In the mean nasty time, we can ghoulishly follow this counter and see if it falls to the 52 week low:

160.254.123.37

and at some point buy the entirety of this class of shares:

160.254.123.37

I am watching Brazil, Venezuela, Japan and keeping track of Argentina.

Chugs, Jay



To: energyplay who wrote (24180)10/14/2002 4:59:03 AM
From: TobagoJack  Respond to of 74559
 
Hi energyplay, ... also, I would expect that, if this article's contention/facts are true, then the PRC tourists will feel more comfortable with the Shangr-la/Trader Hotels' brand names given their omnipresence on mainland China (?)

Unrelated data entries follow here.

PR #1493, opened 2019-03-27
Nexus: update version to 1.7.0

jtkrogel:
Update Nexus version to 1.7.0 ahead of QMCPACK v3.7.0 release.


markdewing:
okay to test

PR #1498, opened 2019-03-27
Nexus: updates for Gaussian Process optimization

jtkrogel:
This PR contains updates needed to run the most recent version of Rick's GP code on CADES at ORNL.


markdewing:
okay to test

PR #1501, opened 2019-03-28
Use correct test input path for short/long afqmc tests.

fdmalone:
UHF test benchmark will be updated in future due to change in wavefunction.


ye-luo:
Okay to test

Issue #1480, opened 2019-03-25
Broken mixed precision HDF5 converter tests


prckent:
Probably a trivial precision issue but should be checked carefully in case there is serious breakage. The failing tests are converter_test_HDF5_FeCO6 and converter_test_HDF5_LiH_qp. 
Besides being important to check, these  tests are the ones blocking us from having an aesthetically pleasing "all green" set of converter checks.

<img width="1549" alt="image" src="https://user-images.githubusercontent.com/13683814/54923910-9bcca900-4ee1-11e9-823a-b9da57fc3154.png">

anbenali:
So I found the reason why this is failing. 
The Atomic coordinates don't match after 10^-7 since the ParticleSet is defined as RealType and therefore will be half precision. The clean solution would be to keep the Atomic Positions as double but unfortunately we use   ParticlePos_t for both atoms and general particles (electrons etc.. ). Forcing the type to double would be risky as it propagates deep in the code. 

Fixing this can be done in 2 ways: modifying the Python comparison script to compare each group in the HDF5 file and doing a difference between (ref-test < 10^-5) instead of full HDF5 diff. This can be painful specially that it implies reading all the WF coeffs and comparing them, knowing that they are not affected. this is a heavy task as it implies having a full HDF5 reader... 
Or I can just add an HDF5 reference for mixed precision. This solution would take a few minutes to implement. 

Any thought?

ye-luo:
h5diff allows tolerance -d or -p. We probably just need an appropriate tolerance.

anbenali:
these options dont work but if I find the correct syntax it would be the best solution

anbenali:
Yes this works. 
I will push

PR #1504, opened 2019-03-28
Bug 1480 - Fix HDF5 converter tests via tolerance

anbenali:
Fixing #1480  by forcing H5diff to fail only for differences that are greater than the limit delta given as 0.000001 in the atomic positions.  This issue comes from using ParticleSet to define the atoms position and Particle set takes RealType wich can be either Float or double.


ye-luo:
Okay to test

prckent:
Happily, these worked in the nightlies.

PR #1512, opened 2019-03-28
clang-format src files, PETE, all Particle, Platforms

PDoakORNL:


ye-luo:
Can we exlcude PETE? It is from another library.

PDoakORNL:
I can revert that

PR #1516, opened 2019-03-29
clang-format QMCTools

PDoakORNL:


ye-luo:
Have you checked ppconvert build by hand?

PDoakORNL:
Good idea

PDoakORNL:
ppconvert builds with gcc 6.4.0 and does not crash.

prckent:
Should be OK to merge now that we have done the release.

PR #454, opened 2021-09-03
Autocomplete cluster names on --cluster flag

vkareh:
Also since the --cluster logic is the same across most commands, we
centralize the flag definition.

I must hurry with Tobago Lodge in Thailand, complete with bear spewing plastic volcano and time-share mistresses :0)

economist.com

Chinese tourists

Follow the yellow umbrella

Oct 3rd 2002 | HONG KONG
From The Economist print edition

Millions already do, tens of millions soon will

MOST Chinese travel at least twice a year, during the two so-called “golden weeks” around lunar new year and national day on October 1st. Most still stay inside China. But more and more are venturing abroad in packaged-tour groups. So they did again this week.

Their numbers are startling. Last year, 4m Chinese travelled abroad. By 2005, it might be 16m, reckons Andy Xie, an economist at Morgan Stanley in Hong Kong. By 2020, according to the World Tourism Organisation, the number could be 100m. Yes, the Chinese are expected to replace the Americans, Japanese and Germans as the world's top travellers.

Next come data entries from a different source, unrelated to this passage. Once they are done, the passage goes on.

PR #455, opened 2021-09-03
SDA-4651: list operator roles for cluster

ciaranRoche:
Closes : https://issues.redhat.com/browse/SDA-4651

Usage : 
- `rosa list operator-roles`
- `rosa list operator-roles -c mycluster`


pvasant:
@ciaranRoche  @vkareh Maybe we should skip a couple of columns that are long to display the result.

pvasant:
@ciaranRoche  also i was thinking if  we have the cluster id and we anyways go get the cluster details we can directly  use the operator name and fetch the roles that would help us with delay

ciaranRoche:
> @ciaranRoche also i was thinking if we have the cluster id and we anyways go get the cluster details we can directly use the operator name and fetch the roles that would help us with delay . Thoughts?

@pvasant Yeah I like this idea, once https://gitlab.cee.redhat.com/service/uhc-clusters-service/-/merge_requests/3301 is merged, we can get back the list of operator roles, and fetch those specific roles instead. 
For listing all roles, it will still be slow.

> @ciaranRoche @vkareh Maybe we should skip a couple of columns that are long to display the result.
> 
> Are we supporting jso/yaml output. looks like it is needed

I added support for json/yaml output. I also reduced the columns to operator name/ arn/ cluster id. WDYT?

vkareh:
I'm wondering if the new endpoint in https://gitlab.cee.redhat.com/service/uhc-clusters-service/-/merge_requests/3301 should also have `GET /clusters/archived` in addition to `GET /clusters/archived/<id>`. This way we can get a filtered list and do something like `GET /clusters/archived&product_id=rosa&aws_account_id=123456789012&etc` and thus get the full list of operator roles from active and archived clusters. Then we can highlight in the output those that are unused and need cleanup.

It may also help with speed as we can fetch a list of known role names, rather than get the full AWS list (which can be thousands).

Thoughts?

ciaranRoche:
> I'm wondering if the new endpoint in https://gitlab.cee.redhat.com/service/uhc-clusters-service/-/merge_requests/3301 should also have `GET /clusters/archived` in addition to `GET /clusters/archived/<id>`. This way we can get a filtered list and do something like `GET /clusters/archived&product_id=rosa&aws_account_id=123456789012&etc` and thus get the full list of operator roles from active and archived clusters. Then we can highlight in the output those that are unused and need cleanup.
> 
> It may also help with speed as we can fetch a list of known role names, rather than get the full AWS list (which can be thousands).

Yeah I like this idea, it would definitely speed up listing roles. Alternatively, have we thought about using `paths`, if we have all rosa roles under a specific path we could really speed up and potentially reduce calls to aws. 
Like to list all rosa roles we could do something like:
```
aws iam list-role --path-prefix /rosa/
```
Just thinking as you said there could be thousands of defined roles in an account, organising all roles we create under a specific path may help, as filtering on tags is very slow at the moment. Down side I guess would be roles created before we added the path, we would lose backward compatibility

vkareh:
@ciaranRoche
> Alternatively, have we thought about using paths, if we have all rosa roles under a specific path we could really speed up and potentially reduce calls to aws.

Yes, that would be awesome, but unfortunately we cannot enforce paths for roles since customer can always opt-out of those and leave us going back to searching by tags. The reality is that until the AWS IAM API supports searching roles by tags we're stuck having to improvise.

I think we should use the OCM API to determine current and past roles, as if it's not in our database, then we have no business cleaning it up.

vkareh:
/hold
Until we merge the archived clusters API endpoint

ciaranRoche:
@vkareh @pvasant PTAL. I removed fetching the policies and it has become much faster. I have added the spinner too. WDYT?

cmd/list/operatorroles/cmd.go
```diff
@@ -0,0 +1,193 @@
...
+	activeClusters, err := ocmClient.GetClusters(awsCreator, 1000)
+	if err != nil {
+		reporter.Errorf("Failed to list clusters : '%v'", err)
+		os.Exit(1)
+	}
+
+	// get all archieved clusters
+	archivedClusters, err := ocmClient.ListAccountArchivedClusters(awsCreator.AccountID)
+	if err != nil {
+		reporter.Errorf("Failed to list archieved clusters : '%v'", err)
```
vkareh, line 131: archieved -> archived

cmd/list/operatorroles/cmd.go
```diff
@@ -0,0 +1,193 @@
...
+		os.Exit(1)
+	}
+
+	// print message to indicate there may be some wait time
+	totalClusters := len(activeClusters) + len(archivedClusters)
+	reporter.Infof("Calculating roles for '%d' clusters", totalClusters)
```
vkareh, line 137: This message is wrong when used with `-c foo`. Maybe something like
```go
if clusterKey != "" {
  reporter.Infof("Fetching roles for cluster '%s'", clusterKey)
} else {
  reporter.Infof("Fetching roles for %d clusters", totalClusters)
}
```
(also, don't put the %d in quotes, it looks strange)

pvasant:
@ciaranRoche  do we  need a spinner for listing without operator roles? also, can we remove some of the columns? may role ARN is too big and occupies more space

cmd/list/operatorroles/cmd.go
```diff
@@ -0,0 +1,216 @@
...
+		}
+
+		// Try to find the cluster:
+		reporter.Debugf("Loading cluster '%s'", clusterKey)
+		cluster, err = ocmClient.GetClusterOrArchived(clusterKey, awsCreator)
+		if err != nil {
+			fmt.Println(err.Error())
+			reporter.Errorf("Failed to get cluster '%s': %v", clusterKey, err)
+			os.Exit(1)
+		}
```
vkareh, line 118: Should check here if cluster is _not_ STS, we should error out with an appropriate message

cmd/list/operatorroles/cmd.go
```diff
@@ -0,0 +1,216 @@
...
+		reporter.Errorf("Failed to list archived clusters : '%v'", err)
+		os.Exit(1)
+	}
+
+	// print message to indicate there may be some wait time
+	totalClusters := len(activeClusters) + len(archivedClusters)
+	if clusterKey != "" {
+		reporter.Infof("Fetching roles for cluster '%s'", clusterKey)
+	} else {
+		reporter.Infof("Fetching roles for %d clusters", totalClusters)
```
vkareh, line 140: It dawned on my that this number may not make sense to people... I just ran it and it said `Fetching roles for 86 clusters`, but then the list had only 5 clusters in it. Maybe skip the number or change the message to something like `Fetching roles for %d active clusters and %d archived clusters`, what do you think?

ciaranRoche:
@vkareh @pvasant PTAL

pkg/ocm/clusters.go
```diff
@@ -604,3 +639,44 @@ func (c *Client) ResumeCluster(clusterID string) error {
...
+		return clusters, err
+	}
+
+	response.Items().Each(func(cluster *cmv1.Cluster) bool {
+		clusters = append(clusters, cluster)
+		return true
+	})
+
+	return clusters, nil
+}
```
vkareh, line 682: This function does not fetch all clusters, only the first 100 in the database or so. Can we change this? I tested it and it failed to find a cluster that I created and deleted last night. (It worked if I specificied the `-c $id`)

pkg/ocm/clusters.go
```diff
@@ -604,3 +639,44 @@ func (c *Client) ResumeCluster(clusterID string) error {
...
+
+func (c *Client) ListAccountArchivedClusters(accountID string) ([]*cmv1.Cluster, error) {
+	var clusters []*cmv1.Cluster
+
+	query := fmt.Sprintf("product.id like '%%rosa%%' and aws.sts.role_arn like '%%%s%%'", accountID)
```
vkareh, line 668: I think this should be `product.id = 'rosa'`, no need to use `like` since it's an exact string.

pkg/ocm/clusters.go
```diff
@@ -604,3 +639,44 @@ func (c *Client) ResumeCluster(clusterID string) error {
 
 	return nil
 }
+
+//Get all the archived ROSA STS clusters
+func (c *Client) GetArchivedCluster(clusterKey string) (clusters []*cmv1.Cluster, err error) {
+	query := fmt.Sprintf("id = '%s' OR name = '%s' OR external_id = '%s'",
+		clusterKey, clusterKey, clusterKey,
+	)
```
vkareh, line 647: This should also filter by `rosa` and clusters in the current account, to be consistent:
```
	query := fmt.Sprintf("%s AND (id = '%s' OR name = '%s' OR external_id = '%s')",
		getClusterFilter(creator),
		clusterKey, clusterKey, clusterKey,
	)
```

ciaranRoche:
closing for now, due to being de-prioritised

The tourist industries in their favoured destinations—at present Thailand, Australia and Turkey—welcome them with open arms, even if the general population is not always so thrilled. That is because the invariably wealthy Chinese tourists spend more than their counterparts from elsewhere. In Singapore, for instance, they spend nearly twice as much per head as the Japanese. In Hong Kong, mainlanders already account for some 47% of all tourist spending and 8% of all retail sales.

In South-East Asia, Chinese tourism is fast becoming a major contributor to economic growth. Indeed, boosting it is increasingly seen as a matter of survival. Paranoid theories abound about South-East Asia losing manufacturing to a rising China boasting much cheaper labour. So many economists now argue that South-East Asia's future comparative advantage will lie in supplying tourist services to the swelling ranks of China's affluent.

Some countries are going out of their way to lure the Chinese hordes. Singapore and Malaysia have declared ambitions to welcome at least 1m Chinese next year. Singapore has negotiated more flights to more cities, both in booming coastal areas and in inland centres such as Chengdu.

Meanwhile, western countries such as Canada, Finland and Switzerland are looking into ways to make it easier for the Chinese to get tourist visas. The main worry is that “tourists” might overstay or claim refugee status on arrival. So these countries are negotiating with China's government to join Australia, New Zealand, Germany, Turkey, Hong Kong, and most of South-East Asia in getting Approved Destination Status (ADS). Under ADS, Beijing sets outbound quotas for package tours organised by state-owned travel agencies, whose function is to ensure that nobody in their groups absconds. Last month, Beijing licensed 461 new agencies, on top of the mere 67 that were previously offering such holidays—just in time for this year's rush.

The Chinese are leaving their mark on places. Macau rarely brags any more about its hidden Portuguese façades, but talks instead about turning its casino industry, Asia's biggest, into a Las Vegas for mainlanders—complete with a spewing plastic volcano in the harbour. Hong Kong's hopes are hitched to a forthcoming theme park by Disney. And Thailand's girlie bars will never be the same again.